++++ Information provided ++++
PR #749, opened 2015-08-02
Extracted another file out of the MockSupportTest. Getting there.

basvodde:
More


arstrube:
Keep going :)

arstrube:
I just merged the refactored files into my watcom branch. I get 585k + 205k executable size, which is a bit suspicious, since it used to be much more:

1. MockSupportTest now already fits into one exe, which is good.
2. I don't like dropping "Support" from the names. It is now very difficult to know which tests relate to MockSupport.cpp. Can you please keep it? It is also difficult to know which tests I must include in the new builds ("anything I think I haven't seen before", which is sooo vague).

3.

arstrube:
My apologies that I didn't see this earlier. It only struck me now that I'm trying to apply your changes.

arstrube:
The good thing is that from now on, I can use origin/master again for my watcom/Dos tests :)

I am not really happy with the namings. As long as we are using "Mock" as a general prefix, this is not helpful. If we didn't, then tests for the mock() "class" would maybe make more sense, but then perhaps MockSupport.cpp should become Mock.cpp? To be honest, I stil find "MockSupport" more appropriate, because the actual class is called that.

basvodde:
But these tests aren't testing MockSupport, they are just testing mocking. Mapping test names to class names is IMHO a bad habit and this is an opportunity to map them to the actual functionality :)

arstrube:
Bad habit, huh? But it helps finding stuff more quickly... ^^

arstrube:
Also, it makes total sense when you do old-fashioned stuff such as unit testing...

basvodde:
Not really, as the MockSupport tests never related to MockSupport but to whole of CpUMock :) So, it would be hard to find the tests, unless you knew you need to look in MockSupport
++++
Task to carry out
Copy all lines from the data that hold the word "habit".

Solution to this problem
But these tests aren't testing MockSupport, they are just testing mocking. Mapping test names to class names is IMHO a bad habit and this is an opportunity to map them to the actual functionality :)
Bad habit, huh? But it helps finding stuff more quickly... ^^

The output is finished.